/---
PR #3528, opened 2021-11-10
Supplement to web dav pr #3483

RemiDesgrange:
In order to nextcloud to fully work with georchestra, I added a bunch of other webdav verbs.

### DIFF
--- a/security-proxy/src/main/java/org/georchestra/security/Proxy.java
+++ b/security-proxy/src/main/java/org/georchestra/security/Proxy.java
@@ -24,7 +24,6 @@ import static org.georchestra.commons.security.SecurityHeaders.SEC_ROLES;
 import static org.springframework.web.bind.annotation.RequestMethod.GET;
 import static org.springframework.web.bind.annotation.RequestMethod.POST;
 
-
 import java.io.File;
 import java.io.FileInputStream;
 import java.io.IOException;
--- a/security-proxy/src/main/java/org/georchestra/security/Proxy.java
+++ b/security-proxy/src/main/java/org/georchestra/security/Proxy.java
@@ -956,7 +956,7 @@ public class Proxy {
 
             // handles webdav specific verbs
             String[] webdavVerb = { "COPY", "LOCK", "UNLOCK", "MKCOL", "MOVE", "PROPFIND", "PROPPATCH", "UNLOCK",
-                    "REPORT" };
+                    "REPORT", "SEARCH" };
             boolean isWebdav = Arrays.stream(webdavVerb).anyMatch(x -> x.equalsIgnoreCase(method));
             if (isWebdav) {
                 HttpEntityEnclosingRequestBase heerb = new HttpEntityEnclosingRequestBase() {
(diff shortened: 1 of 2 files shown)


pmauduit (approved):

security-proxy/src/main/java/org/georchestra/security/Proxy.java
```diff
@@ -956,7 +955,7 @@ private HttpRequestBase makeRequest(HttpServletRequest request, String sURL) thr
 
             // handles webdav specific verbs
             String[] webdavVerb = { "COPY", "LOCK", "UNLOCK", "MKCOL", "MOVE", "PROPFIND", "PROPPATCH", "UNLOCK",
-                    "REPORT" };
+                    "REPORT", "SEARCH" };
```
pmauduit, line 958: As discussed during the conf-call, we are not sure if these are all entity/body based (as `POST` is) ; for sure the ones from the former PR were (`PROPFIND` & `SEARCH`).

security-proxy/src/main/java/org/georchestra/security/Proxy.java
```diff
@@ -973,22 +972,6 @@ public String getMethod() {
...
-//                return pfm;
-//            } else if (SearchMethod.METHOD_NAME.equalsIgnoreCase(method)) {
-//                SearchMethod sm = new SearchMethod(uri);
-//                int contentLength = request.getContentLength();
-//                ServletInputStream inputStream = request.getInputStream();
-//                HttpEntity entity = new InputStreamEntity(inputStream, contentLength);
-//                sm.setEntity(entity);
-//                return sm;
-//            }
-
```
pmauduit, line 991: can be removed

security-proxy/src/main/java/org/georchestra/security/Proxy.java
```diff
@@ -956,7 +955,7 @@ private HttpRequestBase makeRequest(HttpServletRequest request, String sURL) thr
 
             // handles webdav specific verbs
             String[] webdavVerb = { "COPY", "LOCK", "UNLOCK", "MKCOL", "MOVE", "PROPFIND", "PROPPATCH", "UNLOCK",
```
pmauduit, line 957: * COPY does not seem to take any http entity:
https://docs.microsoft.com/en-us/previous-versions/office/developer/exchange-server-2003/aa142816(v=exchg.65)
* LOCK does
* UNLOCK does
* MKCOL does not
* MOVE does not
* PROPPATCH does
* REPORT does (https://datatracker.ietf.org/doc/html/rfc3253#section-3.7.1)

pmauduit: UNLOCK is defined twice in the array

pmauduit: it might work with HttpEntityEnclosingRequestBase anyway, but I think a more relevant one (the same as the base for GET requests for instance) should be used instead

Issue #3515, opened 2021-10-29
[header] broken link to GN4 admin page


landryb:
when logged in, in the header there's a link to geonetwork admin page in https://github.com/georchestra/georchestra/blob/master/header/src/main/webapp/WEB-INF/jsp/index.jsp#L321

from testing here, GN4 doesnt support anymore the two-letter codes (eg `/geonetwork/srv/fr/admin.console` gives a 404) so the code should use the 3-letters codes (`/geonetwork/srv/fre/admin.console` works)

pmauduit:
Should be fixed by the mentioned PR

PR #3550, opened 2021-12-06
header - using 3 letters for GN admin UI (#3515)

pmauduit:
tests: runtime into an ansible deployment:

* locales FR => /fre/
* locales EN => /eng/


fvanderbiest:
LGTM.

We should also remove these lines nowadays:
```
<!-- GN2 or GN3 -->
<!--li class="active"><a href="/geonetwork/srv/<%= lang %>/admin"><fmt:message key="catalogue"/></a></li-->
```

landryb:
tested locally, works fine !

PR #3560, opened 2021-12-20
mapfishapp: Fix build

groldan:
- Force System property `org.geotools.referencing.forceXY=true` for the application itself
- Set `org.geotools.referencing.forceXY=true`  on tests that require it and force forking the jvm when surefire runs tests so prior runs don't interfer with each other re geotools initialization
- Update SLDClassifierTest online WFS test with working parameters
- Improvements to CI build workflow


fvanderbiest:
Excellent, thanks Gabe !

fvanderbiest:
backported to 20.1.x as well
\---
/---
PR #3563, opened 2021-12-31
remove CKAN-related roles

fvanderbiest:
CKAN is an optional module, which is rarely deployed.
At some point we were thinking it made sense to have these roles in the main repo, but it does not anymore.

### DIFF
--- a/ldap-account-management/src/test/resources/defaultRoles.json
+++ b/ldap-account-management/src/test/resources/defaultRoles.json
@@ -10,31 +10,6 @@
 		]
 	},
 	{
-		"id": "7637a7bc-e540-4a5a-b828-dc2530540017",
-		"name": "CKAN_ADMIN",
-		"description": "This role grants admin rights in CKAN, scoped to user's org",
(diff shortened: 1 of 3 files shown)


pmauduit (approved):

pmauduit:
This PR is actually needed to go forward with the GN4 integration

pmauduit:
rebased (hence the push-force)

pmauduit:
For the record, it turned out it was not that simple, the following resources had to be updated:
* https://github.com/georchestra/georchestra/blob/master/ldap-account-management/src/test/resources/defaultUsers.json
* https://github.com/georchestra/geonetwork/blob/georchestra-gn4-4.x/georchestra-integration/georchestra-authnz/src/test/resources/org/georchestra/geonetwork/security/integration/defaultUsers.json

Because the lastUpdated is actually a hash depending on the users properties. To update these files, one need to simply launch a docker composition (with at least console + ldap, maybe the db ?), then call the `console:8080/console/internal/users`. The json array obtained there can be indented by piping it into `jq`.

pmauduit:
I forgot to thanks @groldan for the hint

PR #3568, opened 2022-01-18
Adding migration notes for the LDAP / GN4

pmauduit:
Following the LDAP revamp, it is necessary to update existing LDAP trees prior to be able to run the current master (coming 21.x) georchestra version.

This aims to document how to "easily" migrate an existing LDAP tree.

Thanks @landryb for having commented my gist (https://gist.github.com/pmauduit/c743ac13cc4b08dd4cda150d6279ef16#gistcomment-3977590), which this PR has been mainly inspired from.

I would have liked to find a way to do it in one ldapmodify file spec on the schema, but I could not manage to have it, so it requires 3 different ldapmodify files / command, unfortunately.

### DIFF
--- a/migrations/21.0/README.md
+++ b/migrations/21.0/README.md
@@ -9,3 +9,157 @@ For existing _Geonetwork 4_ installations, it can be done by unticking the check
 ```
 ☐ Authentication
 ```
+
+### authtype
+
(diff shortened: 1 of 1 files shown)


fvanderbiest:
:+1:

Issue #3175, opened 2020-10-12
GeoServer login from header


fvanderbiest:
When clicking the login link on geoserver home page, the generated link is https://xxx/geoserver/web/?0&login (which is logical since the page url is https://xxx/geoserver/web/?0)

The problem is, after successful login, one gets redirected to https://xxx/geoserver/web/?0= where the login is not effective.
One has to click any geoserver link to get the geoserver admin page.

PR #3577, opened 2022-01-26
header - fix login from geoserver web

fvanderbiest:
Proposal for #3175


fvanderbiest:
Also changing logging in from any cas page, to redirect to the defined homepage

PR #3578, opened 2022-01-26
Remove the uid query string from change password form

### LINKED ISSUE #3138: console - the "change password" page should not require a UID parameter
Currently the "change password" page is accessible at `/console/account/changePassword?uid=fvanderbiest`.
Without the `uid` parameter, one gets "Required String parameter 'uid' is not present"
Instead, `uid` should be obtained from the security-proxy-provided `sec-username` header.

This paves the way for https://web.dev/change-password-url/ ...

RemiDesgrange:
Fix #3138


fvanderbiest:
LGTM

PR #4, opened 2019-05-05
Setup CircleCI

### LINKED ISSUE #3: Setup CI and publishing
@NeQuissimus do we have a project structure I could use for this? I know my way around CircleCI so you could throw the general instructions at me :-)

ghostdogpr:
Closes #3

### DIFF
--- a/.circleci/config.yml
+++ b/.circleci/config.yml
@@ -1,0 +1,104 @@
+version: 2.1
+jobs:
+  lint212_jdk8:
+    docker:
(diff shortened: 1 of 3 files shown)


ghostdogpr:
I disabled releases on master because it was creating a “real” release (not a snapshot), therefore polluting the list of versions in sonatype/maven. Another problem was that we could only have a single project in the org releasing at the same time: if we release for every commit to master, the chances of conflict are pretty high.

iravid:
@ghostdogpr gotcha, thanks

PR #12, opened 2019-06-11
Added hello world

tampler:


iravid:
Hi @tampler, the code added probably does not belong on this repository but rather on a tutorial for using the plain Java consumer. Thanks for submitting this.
\---
YOUR TASK
Which lines above run from the one containing "unticking the check" to the one containing "Remove the uid"? Give them again exactly, both ends included.

TASK RESULT
@@ -9,3 +9,157 @@ For existing _Geonetwork 4_ installations, it can be done by unticking the check
 ```
 ☐ Authentication
 ```
+
+### authtype
+
(diff shortened: 1 of 1 files shown)


fvanderbiest:
:+1:

Issue #3175, opened 2020-10-12
GeoServer login from header


fvanderbiest:
When clicking the login link on geoserver home page, the generated link is https://xxx/geoserver/web/?0&login (which is logical since the page url is https://xxx/geoserver/web/?0)

The problem is, after successful login, one gets redirected to https://xxx/geoserver/web/?0= where the login is not effective.
One has to click any geoserver link to get the geoserver admin page.

PR #3577, opened 2022-01-26
header - fix login from geoserver web

fvanderbiest:
Proposal for #3175


fvanderbiest:
Also changing logging in from any cas page, to redirect to the defined homepage

PR #3578, opened 2022-01-26
Remove the uid query string from change password form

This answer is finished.